The clinical phenotype of psychiatric-onset prodromal dementia with Lewy bodies: a scoping review
Background Recent consensus research criteria have identified a ‘psychiatric onset’ form of prodromal dementia with Lewy bodies (DLB) characterised by prominent late-onset psychiatric symptoms. Although recognised as important to raise the index of diagnostic suspicion, evidence regarding this cohort was deemed too limited to impose formal criteria.
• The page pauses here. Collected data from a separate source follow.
PR #228, opened 2020-07-13
(PCP-900) Close connections after CRL update

justinstoller:
tk-jetty9 will reload the SSLContextFactory for pcp-broker when changes
to the CRL occur. In doing so new connections will use the CRL updates.
However pcp-broker, by design, keeps connections open for long durations.
This can result in many different SSLContexts in the heap with different
versions of the CRL. Coupled with large CRLs this can take up a
significant portion of the heap (10-20%).

This brings in tk-filesystem-watcher as a dependency and, like
tk-jetty9, watches the CRL for updates. When it has changed the client
are disconnected fromt the server. This is under the assumption that the
clients will reconnect and the server will be able to use the new CRL.

Some caveats:

 - The SSLContextFactory is not guaranteed to have reloaded by the time
   the first agent reconnects. This might cause 2 CRL versions in memory,
   but should limit the number to 2.  Unfortunately, even though
   SSLContextFactory implements a Lifecycle listener pattern, reloads do
   not seem to trigger them (the code looks like only start and stop are
   implemented).

 - This could cause significant churn in large deployments.

### DIFF
--- a/src/puppetlabs/pcp/broker/core.clj
+++ b/src/puppetlabs/pcp/broker/core.clj
@@ -17,13 +17,16 @@
             [puppetlabs.trapperkeeper.authorization.ring :as ring]
             [puppetlabs.trapperkeeper.services.status.status-core :as status-core]
             [puppetlabs.trapperkeeper.services.webserver.jetty9-core :as jetty9-core]
+            [puppetlabs.trapperkeeper.services.protocols.filesystem-watch-service :as watch]
             [schema.core :as s]
             [slingshot.slingshot :refer [throw+ try+]]
+            [me.raynes.fs :as fs]
             [puppetlabs.i18n.core :as i18n])
   (:import [puppetlabs.pcp.broker.connection Connection]
            [puppetlabs.pcp.client Client]
            [clojure.lang IFn]
            [java.net InetAddress UnknownHostException URI]
+           [org.eclipse.jetty.util.ssl SslContextFactory]
            [javax.net.ssl SSLContext]
            [java.security KeyStore]))
 
@@ -689,6 +692,18 @@
       :info {}
       (fn [_] (i18n/trs "Evicted all clients as there is no controller connection.")))))
 
+(defn restart-client-connections!
+  "Forces clients to reconnect because the broker's CRL is out of date"
+  [broker]
+  (doseq [[_ client-connection] (:inventory @(:database broker))]
+    (websockets-client/close!
+      (:websocket client-connection)
+      1012 ;; code SERVER_RESTART, client *should* reconnect soon
+      (i18n/trs "CRL reloaded"))
+    (sl/maplog
+      :info {}
+      (fn [_] (i18n/trs "Evicted all clients because of CRL reload")))))
+
 (defn on-controller-connect!
   [broker controller-uri ws]
   ;; lock to ensure that updating connected controllers and restarting handlers happen together
@@ -757,6 +772,23 @@
   (into {} (pmap (partial start-client broker ssl-context
                           controller-whitelist controller-disconnection-ms)
                  controller-uris)))
+
+(s/defn watch-crl
+  [watcher :- (s/protocol watch/Watcher)
+   broker :- Broker
+   ssl-context-factory :- SslContextFactory]
+  (when-let [crl-config-path (.getCrlPath ssl-context-factory)]
+    (let [crl-path (.getCanonicalPath (fs/file crl-config-path))]
+      (watch/add-watch-dir! watcher (fs/parent crl-path))
+      (watch/add-callback!
+       watcher
+       (fn [events]
+         (when (some #(and
+                       (:changed-path %)
+                       (= (.getCanonicalPath (:changed-path %))
+                          crl-path))
+                     events)
+           (restart-client-connections! broker)))))))
 
 ;;
 ;; Broker service lifecycle, status service
--- a/project.clj
+++ b/project.clj
@@ -24,6 +24,7 @@
                  [puppetlabs/trapperkeeper-metrics]
                  [puppetlabs/trapperkeeper-webserver-jetty9]
                  [puppetlabs/trapperkeeper-status]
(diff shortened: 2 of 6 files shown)


justinstoller:
Needs tests, but I want to get feedback on the approach and conclusions I've made.

MikaelSmith:
There's no way to identify specific clients that were added to the CRL and only disconnect them?

I'd also encourage spacing out the disconnects over several minutes so that reconnects go more smoothly.

justinstoller:
> There's no way to identify specific clients that were added to the CRL and only disconnect them?

The main issue I'm concerned about is the amount of heap dedicated to old CRLs (vs disconnection of potentially revoked clients). Jetty doesn't seem to do any incremental updates, when it "reloads" an SSLContextFactory it creates a new CRLImpl with new CRLEntries, the vast majority are duplicates of each other. The SSLContextFactory no longer holds a reference to the old CRLImpl and once the SSLContexts created from the factory are done it should be garbage collected. But afaict, the open Websocket connections are holding a reference to the SSLContext they were created with....

I'm not sure if the individual connections can renegotiate with a new SSLContext? I can look into that.

MikaelSmith:
Ah. So if we wont'd to do a rolling restart we'd have to switch all new connections over to a new SSLContext (if that's possible) and then disconnect them from the old one before shutting down. Yeah, not sure off the top of my head how feasible that is.

justinstoller:
I didn't see anything that would work here or its implementing classes: [AbstractWebSocketConnection](https://www.eclipse.org/jetty/javadoc/9.4.30.v20200611/org/eclipse/jetty/websocket/common/io/AbstractWebSocketConnection.html)

justinstoller:
Give that, does the general approach look sane?

src/puppetlabs/pcp/broker/core.clj
```diff
@@ -689,6 +692,18 @@
       :info {}
       (fn [_] (i18n/trs "Evicted all clients as there is no controller connection.")))))
 
+(defn restart-client-connections!
+  "Forces clients to reconnect because the broker's CRL is out of date"
+  [broker]
+  (doseq [[_ client-connection] (:inventory @(:database broker))]
+    (websockets-client/close!
+      (:websocket client-connection)
+      1012 ;; server restart, client should reconnect in 5-30s
```
MikaelSmith, line 701: Where does that 5-30s come from?

justinstoller: I saw that mentioned in Jetty's docs here [SERVICE_RESTART](https://www.eclipse.org/jetty/javadoc/9.4.6.v20170531/org/eclipse/jetty/websocket/api/StatusCode.html#SERVICE_RESTART) Of those listed on that page it seemed like the best to send, I wasn't sure if there was any value in sending a custom code.

MikaelSmith: That makes sense, but I think the retry period is client-specific.

justinstoller: I'll remove that portion of the comment

MikaelSmith:
Does this relate to a ticket?

justinstoller:
I'll create a PCP ticket. This was part of an investigation for a customer in PE-27722, where we thought part of the issue was PCP-862 and after upgrade the situation (wrt many old CRLs in the heap) was improved but not fully resolved.

justinstoller:
When writing a test for this my test is always returning a 1006 close code. I don't see how what I'm calling is different than anything else at this point though. The test also seems relatively straightforward. I see in another test that says 1006 is racy and filters for them, however I've ran the assertion in a loop and seen it _only_ ever get 1006s. However in my manual testing I did see:
```
2020-07-13 05:33:05.423719 DEBUG puppetlabs.cpp_pcp_client.connection:545 - WebSocket on close event: Success (code: 1012) - connection timings: TCP 1412 us, WS handshake 72992 us, overall 79240 us
2020-07-13 05:33:05.423924 WARN  puppetlabs.cpp_pcp_client.connector:292 - WebSocket connection to PCP broker lost; retrying
2020-07-13 05:33:05.624104 DEBUG puppetlabs.cpp_pcp_client.connection:487 - WebSocket TLS initialization event; about to validate the certificate
2020-07-13 05:33:05.624616 DEBUG puppetlabs.cpp_pcp_client.connection:523 - Initialized SSL context to verify broker grand-checker.delivery.puppetlabs.net
....
```
I'm wondering if those who are more familiar with the project and its testing can let me know if there's something I should be doing differently for local testing and/or if the 1006 return code is something I should care about?

MikaelSmith:
I don't have any special context, https://github.com/puppetlabs/pcp-broker/commit/0b707aeb3ac86dfb74edea12d51f533624749f14 introduced the workaround.

justinstoller:
I opened this https://github.com/puppetlabs/pcp-broker/pull/230 which shows master failing on java 8 in a similar way. It looks like there may be some recent change in Java8 that no longer allows CA certs with incorrect extensions.

justinstoller:
Java 11 is failing with my recent test for this change. I haven't been able to replicate the issue locally, but still working on it.

justinstoller:
Per https://github.com/puppetlabs/pcp-broker/pull/228#issuecomment-663777969 and #230 do you want me to try and rebuild the certs in this repo?

MikaelSmith:
Seems like that's necessary to get CI passing again, I'm in favor.

justinstoller:
Okay, rebased and that fixed the Java 8 issues. However, Java 11 was still failing (but I couldn't reproduce locally). Did some experiments and it seems like on Java 11 in travis the CRL was being reloaded on the server before the client finished establishing its connection. I've put a simple sleep in there because I didn't want to change the arity of `connect-and-close`. I went with not updating `connect-and-close` because in my experiments I made that helper slower by printing out everything it received and that caused other tests to start failing sporadically.

I could make a separate helper that is very similar to connect and close if folks want me to remove the sleep statement. Otherwise I think this is finally ready to merge.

We reviewed the published literature on psychiatric-onset DLB to identify key clinical characteristics and evidence gaps to progress our understanding of this entity. Methods Medline, PubMed and Embase were searched for relevant articles containing longitudinal follow-up of patients initially presenting with a psychiatric illness who subsequently developed DLB according to the diagnostic criteria available at the time. Results Two cohort studies (18 and 21 patients) along with 12 case series (13 cases) were identified totalling 52 patients (63% female). Initial psychiatric presentation occurred at a mean of 63 years (range 53–88), with depression being the most frequently reported psychiatric presentation (88%). Psychotic presentations were less common on presentation (11%) but became more prevalent throughout the prodromal period before the diagnosis of DLB (83%). Relapses of the psychiatric disease were common occurring in 94% (32/34) of patients. Parkinsonism, cognitive fluctuations, visual hallucinations, and REM sleep behaviour disorder were uncommonly reported at initial presentation (3.8%). Conclusions Psychiatric-onset DLB is characterized by a female predominant relapsing–remitting psychiatric illness presenting with affective symptoms but later developing psychotic features prior to the onset of DLB. Additional prospective studies including other neurodegenerative cohorts with harmonised assessments are required to inform definitive diagnostic criteria for this condition.